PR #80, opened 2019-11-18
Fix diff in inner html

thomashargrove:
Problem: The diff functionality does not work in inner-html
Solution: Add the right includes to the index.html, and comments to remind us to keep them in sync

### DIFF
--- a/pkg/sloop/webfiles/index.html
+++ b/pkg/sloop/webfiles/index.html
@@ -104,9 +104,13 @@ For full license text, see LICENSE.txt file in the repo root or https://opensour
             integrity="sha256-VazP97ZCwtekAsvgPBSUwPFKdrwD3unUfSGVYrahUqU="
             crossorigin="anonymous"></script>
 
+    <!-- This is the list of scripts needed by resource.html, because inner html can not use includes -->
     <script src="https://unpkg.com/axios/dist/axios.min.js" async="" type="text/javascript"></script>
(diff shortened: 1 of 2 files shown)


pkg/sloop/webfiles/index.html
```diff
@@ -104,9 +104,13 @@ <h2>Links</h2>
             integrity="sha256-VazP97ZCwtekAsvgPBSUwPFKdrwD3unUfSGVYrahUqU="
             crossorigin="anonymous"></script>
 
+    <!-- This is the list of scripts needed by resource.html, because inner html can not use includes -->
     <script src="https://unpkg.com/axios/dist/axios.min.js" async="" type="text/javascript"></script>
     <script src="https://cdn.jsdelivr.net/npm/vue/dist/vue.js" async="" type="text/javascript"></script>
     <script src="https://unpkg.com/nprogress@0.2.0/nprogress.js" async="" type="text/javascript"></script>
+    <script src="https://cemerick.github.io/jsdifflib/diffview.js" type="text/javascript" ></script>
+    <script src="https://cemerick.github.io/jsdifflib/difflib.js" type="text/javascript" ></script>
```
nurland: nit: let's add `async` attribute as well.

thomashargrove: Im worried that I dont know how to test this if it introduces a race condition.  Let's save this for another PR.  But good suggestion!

+ + + + + + +

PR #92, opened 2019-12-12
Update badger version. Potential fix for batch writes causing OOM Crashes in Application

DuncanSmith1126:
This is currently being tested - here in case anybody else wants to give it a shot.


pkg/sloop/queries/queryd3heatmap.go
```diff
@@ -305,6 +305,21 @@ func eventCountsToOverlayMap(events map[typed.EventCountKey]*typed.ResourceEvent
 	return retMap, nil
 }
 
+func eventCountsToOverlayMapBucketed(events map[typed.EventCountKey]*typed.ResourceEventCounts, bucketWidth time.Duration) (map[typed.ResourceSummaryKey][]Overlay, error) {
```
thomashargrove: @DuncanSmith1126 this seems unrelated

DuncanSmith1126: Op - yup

+ + + + + + +

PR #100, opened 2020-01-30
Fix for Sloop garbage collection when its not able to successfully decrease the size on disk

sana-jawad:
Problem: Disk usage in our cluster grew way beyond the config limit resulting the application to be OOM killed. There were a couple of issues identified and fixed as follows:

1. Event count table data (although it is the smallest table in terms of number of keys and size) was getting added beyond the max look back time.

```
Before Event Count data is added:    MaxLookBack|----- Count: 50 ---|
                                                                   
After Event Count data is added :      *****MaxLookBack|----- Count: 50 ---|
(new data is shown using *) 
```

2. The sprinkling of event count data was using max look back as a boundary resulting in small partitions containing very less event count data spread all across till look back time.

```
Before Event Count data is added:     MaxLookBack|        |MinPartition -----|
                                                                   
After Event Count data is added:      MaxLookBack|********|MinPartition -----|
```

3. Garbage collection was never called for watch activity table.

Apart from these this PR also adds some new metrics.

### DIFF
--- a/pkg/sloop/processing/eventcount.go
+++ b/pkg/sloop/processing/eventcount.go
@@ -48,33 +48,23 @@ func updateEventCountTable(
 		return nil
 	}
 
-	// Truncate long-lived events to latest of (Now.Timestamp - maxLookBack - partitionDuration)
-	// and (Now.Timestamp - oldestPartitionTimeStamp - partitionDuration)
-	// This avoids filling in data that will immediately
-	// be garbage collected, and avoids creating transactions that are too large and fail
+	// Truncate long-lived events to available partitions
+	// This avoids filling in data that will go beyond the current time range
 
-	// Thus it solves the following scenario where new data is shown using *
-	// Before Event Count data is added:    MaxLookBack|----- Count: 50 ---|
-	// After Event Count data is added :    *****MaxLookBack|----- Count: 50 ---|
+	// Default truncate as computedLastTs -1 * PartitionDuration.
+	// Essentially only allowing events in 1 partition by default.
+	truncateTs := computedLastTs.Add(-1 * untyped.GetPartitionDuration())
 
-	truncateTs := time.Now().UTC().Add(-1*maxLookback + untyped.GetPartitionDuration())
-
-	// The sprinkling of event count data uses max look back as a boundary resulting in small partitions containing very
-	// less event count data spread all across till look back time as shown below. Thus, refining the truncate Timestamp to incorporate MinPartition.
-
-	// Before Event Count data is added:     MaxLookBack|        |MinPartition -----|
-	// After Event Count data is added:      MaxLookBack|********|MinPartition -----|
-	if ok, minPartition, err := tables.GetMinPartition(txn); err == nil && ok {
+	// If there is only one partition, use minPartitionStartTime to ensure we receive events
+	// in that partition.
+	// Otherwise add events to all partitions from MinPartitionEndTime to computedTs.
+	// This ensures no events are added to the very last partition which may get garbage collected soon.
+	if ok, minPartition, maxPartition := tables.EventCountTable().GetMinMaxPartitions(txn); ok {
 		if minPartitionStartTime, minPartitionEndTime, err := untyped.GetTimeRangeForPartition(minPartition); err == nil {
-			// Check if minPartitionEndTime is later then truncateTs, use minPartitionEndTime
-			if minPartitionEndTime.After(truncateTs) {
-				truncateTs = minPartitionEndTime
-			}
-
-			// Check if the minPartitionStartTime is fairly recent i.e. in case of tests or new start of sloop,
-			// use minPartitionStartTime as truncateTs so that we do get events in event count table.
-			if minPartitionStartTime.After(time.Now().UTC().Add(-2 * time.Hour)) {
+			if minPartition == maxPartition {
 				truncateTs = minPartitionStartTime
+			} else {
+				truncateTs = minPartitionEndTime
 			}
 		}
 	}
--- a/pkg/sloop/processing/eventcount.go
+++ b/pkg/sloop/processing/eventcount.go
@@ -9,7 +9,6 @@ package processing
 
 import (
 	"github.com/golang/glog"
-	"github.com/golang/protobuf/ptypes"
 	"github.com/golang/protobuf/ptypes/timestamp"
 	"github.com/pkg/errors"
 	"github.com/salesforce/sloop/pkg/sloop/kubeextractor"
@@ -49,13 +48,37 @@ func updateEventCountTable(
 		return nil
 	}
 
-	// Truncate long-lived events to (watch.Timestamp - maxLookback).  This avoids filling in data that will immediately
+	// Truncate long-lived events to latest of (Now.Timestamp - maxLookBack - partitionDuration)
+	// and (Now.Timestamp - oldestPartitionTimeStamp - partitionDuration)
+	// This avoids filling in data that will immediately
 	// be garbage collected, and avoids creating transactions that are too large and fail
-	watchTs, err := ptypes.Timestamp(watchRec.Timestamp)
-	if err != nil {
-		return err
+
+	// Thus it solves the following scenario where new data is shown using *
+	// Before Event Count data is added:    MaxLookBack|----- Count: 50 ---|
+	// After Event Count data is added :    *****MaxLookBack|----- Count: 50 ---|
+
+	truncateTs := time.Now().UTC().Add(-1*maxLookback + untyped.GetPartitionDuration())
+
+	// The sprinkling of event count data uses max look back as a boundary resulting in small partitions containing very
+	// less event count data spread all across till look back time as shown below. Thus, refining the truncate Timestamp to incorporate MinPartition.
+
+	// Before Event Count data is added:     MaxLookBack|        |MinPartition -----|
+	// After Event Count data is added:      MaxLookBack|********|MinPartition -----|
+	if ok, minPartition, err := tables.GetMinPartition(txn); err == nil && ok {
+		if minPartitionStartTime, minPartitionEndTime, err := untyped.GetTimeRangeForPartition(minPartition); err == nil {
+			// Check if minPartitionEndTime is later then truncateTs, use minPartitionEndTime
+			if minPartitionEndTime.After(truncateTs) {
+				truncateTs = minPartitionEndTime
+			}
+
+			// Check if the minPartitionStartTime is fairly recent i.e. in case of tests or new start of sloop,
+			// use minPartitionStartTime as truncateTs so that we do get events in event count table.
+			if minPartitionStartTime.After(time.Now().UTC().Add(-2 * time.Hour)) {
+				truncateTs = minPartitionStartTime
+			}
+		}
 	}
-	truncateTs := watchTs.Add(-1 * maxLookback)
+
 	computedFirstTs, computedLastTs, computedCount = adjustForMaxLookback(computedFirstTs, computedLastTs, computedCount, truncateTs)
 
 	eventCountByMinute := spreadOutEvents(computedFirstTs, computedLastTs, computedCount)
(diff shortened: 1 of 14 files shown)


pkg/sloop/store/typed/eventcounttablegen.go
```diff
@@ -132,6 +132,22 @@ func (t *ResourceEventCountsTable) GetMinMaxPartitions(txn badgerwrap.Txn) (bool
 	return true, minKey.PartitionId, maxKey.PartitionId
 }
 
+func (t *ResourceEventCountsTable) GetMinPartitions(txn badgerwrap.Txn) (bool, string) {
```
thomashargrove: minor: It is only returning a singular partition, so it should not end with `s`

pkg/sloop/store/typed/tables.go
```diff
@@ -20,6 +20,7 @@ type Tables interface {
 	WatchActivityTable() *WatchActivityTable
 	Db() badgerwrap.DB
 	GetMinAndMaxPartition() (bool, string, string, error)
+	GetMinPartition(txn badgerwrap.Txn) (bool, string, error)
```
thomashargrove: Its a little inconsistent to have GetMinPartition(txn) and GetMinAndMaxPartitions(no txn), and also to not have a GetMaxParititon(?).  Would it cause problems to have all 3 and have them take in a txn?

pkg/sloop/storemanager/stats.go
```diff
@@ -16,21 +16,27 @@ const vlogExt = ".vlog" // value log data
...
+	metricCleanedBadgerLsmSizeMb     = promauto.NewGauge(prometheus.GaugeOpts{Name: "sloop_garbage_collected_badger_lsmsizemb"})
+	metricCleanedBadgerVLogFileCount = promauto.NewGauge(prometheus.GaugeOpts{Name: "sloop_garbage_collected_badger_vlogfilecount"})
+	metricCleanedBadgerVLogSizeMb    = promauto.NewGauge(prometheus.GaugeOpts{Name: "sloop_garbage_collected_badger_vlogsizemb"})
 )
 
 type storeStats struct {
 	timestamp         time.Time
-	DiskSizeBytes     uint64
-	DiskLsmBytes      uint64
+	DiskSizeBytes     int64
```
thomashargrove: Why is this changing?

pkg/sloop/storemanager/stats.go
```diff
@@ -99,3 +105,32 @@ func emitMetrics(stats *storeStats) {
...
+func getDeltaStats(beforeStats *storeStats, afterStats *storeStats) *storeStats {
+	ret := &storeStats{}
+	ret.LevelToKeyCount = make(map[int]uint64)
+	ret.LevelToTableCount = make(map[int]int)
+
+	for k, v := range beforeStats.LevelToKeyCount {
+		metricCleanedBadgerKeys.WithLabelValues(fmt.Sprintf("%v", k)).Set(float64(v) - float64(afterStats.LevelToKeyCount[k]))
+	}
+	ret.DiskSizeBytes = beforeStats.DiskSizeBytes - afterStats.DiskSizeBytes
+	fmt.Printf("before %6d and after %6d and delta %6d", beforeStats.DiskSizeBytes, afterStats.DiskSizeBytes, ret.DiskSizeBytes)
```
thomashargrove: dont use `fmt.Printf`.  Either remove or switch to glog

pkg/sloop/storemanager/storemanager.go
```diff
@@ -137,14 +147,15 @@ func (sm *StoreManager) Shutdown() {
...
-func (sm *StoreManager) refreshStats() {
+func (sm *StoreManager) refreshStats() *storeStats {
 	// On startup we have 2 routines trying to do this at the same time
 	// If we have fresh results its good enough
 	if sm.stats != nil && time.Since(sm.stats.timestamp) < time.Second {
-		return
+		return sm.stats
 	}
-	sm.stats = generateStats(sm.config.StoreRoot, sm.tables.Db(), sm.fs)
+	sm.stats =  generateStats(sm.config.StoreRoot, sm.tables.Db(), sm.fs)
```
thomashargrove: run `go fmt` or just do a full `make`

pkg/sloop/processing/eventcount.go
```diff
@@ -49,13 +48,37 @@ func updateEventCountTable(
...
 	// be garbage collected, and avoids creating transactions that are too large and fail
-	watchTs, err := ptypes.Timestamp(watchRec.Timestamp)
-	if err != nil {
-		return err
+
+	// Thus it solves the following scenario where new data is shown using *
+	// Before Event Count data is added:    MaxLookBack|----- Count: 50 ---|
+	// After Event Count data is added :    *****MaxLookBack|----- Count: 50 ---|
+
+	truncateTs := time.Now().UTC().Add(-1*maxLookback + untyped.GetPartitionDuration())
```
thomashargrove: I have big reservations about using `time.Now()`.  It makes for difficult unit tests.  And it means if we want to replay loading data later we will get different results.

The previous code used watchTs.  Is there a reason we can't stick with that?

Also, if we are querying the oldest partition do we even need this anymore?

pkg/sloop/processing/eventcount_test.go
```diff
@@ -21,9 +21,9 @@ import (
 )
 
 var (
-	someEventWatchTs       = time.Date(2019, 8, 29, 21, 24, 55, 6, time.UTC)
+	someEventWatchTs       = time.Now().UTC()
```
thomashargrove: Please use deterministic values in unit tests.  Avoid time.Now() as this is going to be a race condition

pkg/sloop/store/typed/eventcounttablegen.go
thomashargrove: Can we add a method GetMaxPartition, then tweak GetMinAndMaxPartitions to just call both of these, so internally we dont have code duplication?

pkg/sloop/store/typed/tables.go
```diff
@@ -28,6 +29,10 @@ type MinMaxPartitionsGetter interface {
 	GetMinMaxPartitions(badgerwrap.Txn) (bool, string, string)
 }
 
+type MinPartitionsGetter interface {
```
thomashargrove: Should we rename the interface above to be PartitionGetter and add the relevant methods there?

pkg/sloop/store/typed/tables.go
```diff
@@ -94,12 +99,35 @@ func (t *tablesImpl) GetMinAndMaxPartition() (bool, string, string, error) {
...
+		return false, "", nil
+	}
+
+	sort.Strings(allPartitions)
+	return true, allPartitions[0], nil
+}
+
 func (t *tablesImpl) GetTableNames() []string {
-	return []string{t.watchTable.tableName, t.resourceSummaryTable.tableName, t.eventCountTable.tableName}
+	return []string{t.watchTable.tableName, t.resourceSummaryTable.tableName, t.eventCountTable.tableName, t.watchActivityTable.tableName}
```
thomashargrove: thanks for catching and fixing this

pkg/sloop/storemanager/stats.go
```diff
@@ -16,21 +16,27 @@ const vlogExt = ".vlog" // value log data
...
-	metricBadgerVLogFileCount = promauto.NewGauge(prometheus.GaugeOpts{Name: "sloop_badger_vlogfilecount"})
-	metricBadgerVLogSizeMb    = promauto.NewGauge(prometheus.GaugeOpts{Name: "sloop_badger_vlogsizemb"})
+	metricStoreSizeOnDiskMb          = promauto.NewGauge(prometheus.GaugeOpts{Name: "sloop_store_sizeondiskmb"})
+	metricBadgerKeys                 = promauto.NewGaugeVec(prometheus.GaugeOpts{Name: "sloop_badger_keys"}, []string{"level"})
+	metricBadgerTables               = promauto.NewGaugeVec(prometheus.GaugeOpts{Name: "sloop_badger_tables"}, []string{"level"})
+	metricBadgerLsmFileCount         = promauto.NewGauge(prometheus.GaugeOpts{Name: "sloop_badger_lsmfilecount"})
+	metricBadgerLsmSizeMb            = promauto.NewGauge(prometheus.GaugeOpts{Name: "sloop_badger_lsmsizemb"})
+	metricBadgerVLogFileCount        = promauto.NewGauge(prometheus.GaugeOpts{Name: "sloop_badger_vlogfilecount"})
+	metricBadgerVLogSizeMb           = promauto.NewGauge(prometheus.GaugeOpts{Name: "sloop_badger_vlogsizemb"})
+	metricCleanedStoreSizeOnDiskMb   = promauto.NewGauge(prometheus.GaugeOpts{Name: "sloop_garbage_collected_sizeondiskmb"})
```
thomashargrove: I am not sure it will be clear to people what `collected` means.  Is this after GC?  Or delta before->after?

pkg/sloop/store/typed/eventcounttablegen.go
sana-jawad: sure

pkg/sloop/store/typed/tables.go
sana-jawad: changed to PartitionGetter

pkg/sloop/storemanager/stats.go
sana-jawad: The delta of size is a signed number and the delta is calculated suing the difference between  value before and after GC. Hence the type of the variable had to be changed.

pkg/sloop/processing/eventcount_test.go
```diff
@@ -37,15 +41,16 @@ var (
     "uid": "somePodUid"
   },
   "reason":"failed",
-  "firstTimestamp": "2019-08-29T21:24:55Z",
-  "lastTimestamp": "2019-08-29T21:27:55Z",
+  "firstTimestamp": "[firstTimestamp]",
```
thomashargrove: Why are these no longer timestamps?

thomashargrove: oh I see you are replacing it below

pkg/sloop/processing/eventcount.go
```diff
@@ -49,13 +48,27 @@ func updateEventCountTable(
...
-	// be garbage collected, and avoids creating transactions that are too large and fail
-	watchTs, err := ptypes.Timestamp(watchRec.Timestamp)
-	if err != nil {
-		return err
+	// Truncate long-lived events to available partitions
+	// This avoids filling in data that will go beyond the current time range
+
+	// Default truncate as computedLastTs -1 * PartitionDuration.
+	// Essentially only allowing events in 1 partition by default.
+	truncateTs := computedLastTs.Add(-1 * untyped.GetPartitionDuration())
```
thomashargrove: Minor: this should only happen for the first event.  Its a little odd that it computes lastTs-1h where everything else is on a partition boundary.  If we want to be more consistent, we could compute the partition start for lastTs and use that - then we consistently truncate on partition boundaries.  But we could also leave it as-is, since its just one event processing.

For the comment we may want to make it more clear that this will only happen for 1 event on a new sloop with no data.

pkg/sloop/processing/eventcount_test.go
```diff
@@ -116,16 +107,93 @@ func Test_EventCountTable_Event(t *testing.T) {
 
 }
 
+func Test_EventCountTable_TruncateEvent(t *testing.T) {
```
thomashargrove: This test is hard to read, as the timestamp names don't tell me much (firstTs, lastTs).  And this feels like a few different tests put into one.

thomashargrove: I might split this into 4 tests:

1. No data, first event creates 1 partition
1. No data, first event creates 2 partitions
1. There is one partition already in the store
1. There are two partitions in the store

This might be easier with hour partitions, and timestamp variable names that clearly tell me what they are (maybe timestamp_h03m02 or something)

+ + + + + + +

> **WORK ITEM**:
All lines of the records above that contain the word "oldestPartitionTimeStamp" are to be copied out.

> **REPLY**:
-	// and (Now.Timestamp - oldestPartitionTimeStamp - partitionDuration)
+	// and (Now.Timestamp - oldestPartitionTimeStamp - partitionDuration)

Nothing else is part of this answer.